2. The Senior Assistant Instructor is a 4 year old black belt. 
3. The sign in the window says the school trains in more than       
    10 martial arts. 
4. Deleted, for fear of p!$$!ng someone off.
5. Your instructor tries to sell you Amway products. 
6. While examining the schools tournament trophies, you find 3 
    for spelling bees. 
7. Reading the contract for the school is considered a kata (and a 
    long one at that). 
8. No one sweats. 
9. While at a tournament, your opponent finds out who your 
    teacher is and high-fives his teacher. 
10. When paying for your belt examinations, the instructor 
      asks: "Do you want fries with that?"


----------



## white dragon (Feb 11, 2002)

Would number 4 have anything to do with Korea? Hmmm....?


----------



## Kirk (Feb 11, 2002)

ROFL!!!!  I plead the fifth.


----------



## Bob Hubbard (Feb 11, 2002)

Personally, I like number 5.  

Never had Amway, did however have Mary Kay, and Nutralite.

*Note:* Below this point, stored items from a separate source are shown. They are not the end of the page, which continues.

Issue #1841, opened 2026-01-09
[CHORE] Modernize Python syntax with pyupgrade (ruff UP rules)


oberstet:
## Summary

Run `ruff check --fix --select UP` across the codebase to modernize Python syntax automatically. This is a low-risk, high-value cleanup that improves code consistency and readability.

Suggested by @bblommers in #1838:
> "Speaking of: running `ruff check --select UP` seems to be mostly f-strings violations, which could be fixed automatically using `ruff check --fix`. I would be happy to add that as part of this PR - but I would recommend running that against the entire codebase in a separate PR for that. It makes reviewing a lot easier!"

## What pyupgrade (UP) Does

The `UP` rule set modernizes Python syntax to use newer, cleaner constructs. Key transformations include:

### String Formatting → f-strings

```python
# Before (UP031, UP032)
"Hello, %s" % name
"Hello, {}".format(name)

# After
f"Hello, {name}"
```

### Type Annotations → Modern Syntax

```python
# Before (UP006, UP007)
from typing import Dict, List, Optional, Union
x: Optional[str]
y: Union[int, str]
z: Dict[str, List[int]]

# After
x: str | None
y: int | str
z: dict[str, list[int]]
```

### Other Modernizations

| Rule | Before | After |
|------|--------|-------|
| UP005 | `assertEquals()` | `assertEqual()` |
| UP008 | `super(Foo, self)` | `super()` |
| UP009 | `# -*- coding: utf-8 -*-` | (removed, UTF-8 is default) |
| UP010 | `from __future__ import print_function` | (removed) |
| UP015 | `open("f", "r")` | `open("f")` |
| UP018 | `str("literal")` | `"literal"` |
| UP025 | `"unicode"` encoding | (simplified) |
| UP028 | `yield` in `for` loop | `yield from` |
| UP034 | `(x,)` extraneous parens | `x,` |
| UP035 | `typing.Dict` | `dict` |
| UP036 | Version checks for old Python | (removed) |
| UP038 | `isinstance(x, (A, B))` | `isinstance(x, A \| B)` |

### Step 1: Preview Changes

```bash
# See what would change (dry run)
ruff check --select UP src/autobahn/
```

### Step 2: Auto-fix

```bash
# Apply fixes automatically
ruff check --fix --select UP src/autobahn/
```

### Step 3: Manual Review

Some changes may need manual attention:
- Complex string formatting with many arguments
- Edge cases in type annotations
[...]

PR #1843, opened 2026-01-09
Chore: Conform src/autobahn to ruff's UP rules

bblommers:
## Description

Refactors the `src/autobahn` folder to conform to ruff's UP rules.

Most changes were done automatically using `ruff check --fix --unsafe-fixes --select UP src/autobahn/`, with some manual intervention to adjust the remaining ones.

---

## Related Issue(s)

Closes or relates to #1841 

---

## Checklist

      updated the changelog
      in this PR

### DIFF
--- a/src/autobahn/wamp/interfaces.py
+++ b/src/autobahn/wamp/interfaces.py
@@ -24,11 +24,12 @@
 #
 ###############################################################################
 
-import abc
-from typing import Any, Callable, Dict, List, Optional, Tuple, Union
+from __future__ import annotations
 
-# FIXME: see ISecurityModule.__iter__
-# from collections.abc import Iterator
+import abc
+from typing import Any
+from collections.abc import Callable
+
 from autobahn.util import public
 from autobahn.wamp.message import Message, Welcome
 from autobahn.wamp.types import (
@@ -99,7 +100,7 @@ class IObjectSerializer(abc.ABC):
 
     @public
     @abc.abstractmethod
-    def unserialize(self, payload: bytes) -> List[Any]:
+    def unserialize(self, payload: bytes) -> list[Any]:
         """
         Deserialize objects from a byte string.
 
@@ -118,7 +119,7 @@ class ISerializer(abc.ABC):
     @public
     @property
     @abc.abstractmethod
-    def MESSAGE_TYPE_MAP(self) -> Dict[int, "IMessage"]:
+    def MESSAGE_TYPE_MAP(self) -> dict[int, IMessage]:
         """
         Mapping of WAMP message type codes to WAMP message classes.
         """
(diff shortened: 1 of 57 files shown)


src/autobahn/wamp/interfaces.py
```diff
@@ -25,10 +25,9 @@
 ###############################################################################
 
 import abc
-from typing import Any, Callable, Dict, List, Optional, Tuple, Union
+from typing import Any
+from collections.abc import Callable
 
-# FIXME: see ISecurityModule.__iter__
```
bblommers, line 30: There already was a FIXME in `ISecurityModule.__iter__`, so it seemed unnecessary to have it here as well

oberstet:
as a "note to self", cleaning up my mind, Claude to the rescue (bonus: I learned a new english word, "vestigial";)

> before I merge PR #1843, just one more question rgd "3. Class inheritance — class Foo(object): → class Foo:" => can you explain please? why was that needed in the _past_ anyways? was it related to twisted? I simply forgot "why" and just stuck to it (always derive from object for a final base class), and I want to "clean up my mind properly" so I'd like to understand the whole train of thoughts ;) 

● Great question! This is Python 2 vs Python 3 history.

  Python 2: Two Types of Classes

  In Python 2, there were two fundamentally different class types:

```python
  # Old-style class (classic class) - Python 2
  class Foo:
      pass

  # New-style class - Python 2.2+
  class Bar(object):
      pass
```

  Why New-Style Classes Mattered

  | Feature                                   | Old-style                  | New-style                                          |
  |-------------------------------------------|----------------------------|----------------------------------------------------|
  | Method Resolution Order (MRO)             | Depth-first, left-to-right | C3 linearization (correct for diamond inheritance) |
  | super()                                   | Broken/unavailable         | Works correctly                                    |
  | Descriptors (@property, __get__, __set__) | No                         | Yes                                                |
  | __slots__                                 | No                         | Yes                                                |
  | __getattribute__                          | No                         | Yes                                                |
  | type(instance)                            | Returns <type 'instance'>  | Returns actual class                               |

  The Diamond Problem

```python
  class A: pass        # old-style
  class B(A): pass
  class C(A): pass
  class D(B, C): pass  # MRO: D → B → A → C → A (A visited twice, wrong!)

  class A(object): pass  # new-style
  class B(A): pass
  class C(A): pass
  class D(B, C): pass    # MRO: D → B → C → A (correct C3 linearization)
```

  Twisted Connection

  Yes, Twisted specifically required new-style classes because:

  1. zope.interface (used by Twisted for implements()) required new-style classes
  2. Twisted's Deferred and protocol classes used descriptors
  3. Proper super() was needed for cooperative multiple inheritance

  So for any Twisted-based codebase (like Autobahn), class Foo(object): was mandatory for Python 2 compatibility.

  Python 3: All Classes Are New-Style

  In Python 3, the distinction was removed. All classes are new-style by default:

```python
  # Python 3 - these are 100% identical:
  class Foo:
      pass

  class Foo(object):
      pass
```

  The (object) is now purely vestigial noise. The ruff rule UP004 removes it.

  TL;DR

  - Python 2: (object) was required for correct MRO, super(), descriptors, and Twisted/zope.interface compatibility
  - Python 3: (object) does nothing — safe to remove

Course, I still got my Amway kit in the basement...doesnt everyone?


----------



## Kirk (Feb 11, 2002)

Ummm .. I hafta plead the fifth again


----------



## Bob Hubbard (Feb 11, 2002)

I got kicked out....had trouble drawing circles.


----------



## white dragon (Feb 12, 2002)

I don't actually get number 5. :shrug:


----------



## Yari (Feb 12, 2002)

OK, I've got nine of them. Do I have to worry even though I don't know what number 4 is?

I gotta say that my instructor showed me his katana, which looked like the one from the souviniers store. But he assurred me that the one in the shop was a copy. His katana wasn't sharp, but he told me that he'd done it himself, since it was one of those katana's that would leap out at people and strike. Consideret guy.... He also showed me a picture of him and O-sensei, from when he got his 3dan in Aikido. And He got it when he was 18(his 20 now)... I'm really impressed. 

And to top it off, and show how a nice guy he is, he promised to take care of ALL my money and belongings. He's the expert at taking care of things.... Isn't this great!

I recommend this dojo for everybody, and if your lucky you can see my intstructors katana....


:rofl: 

/Yari


----------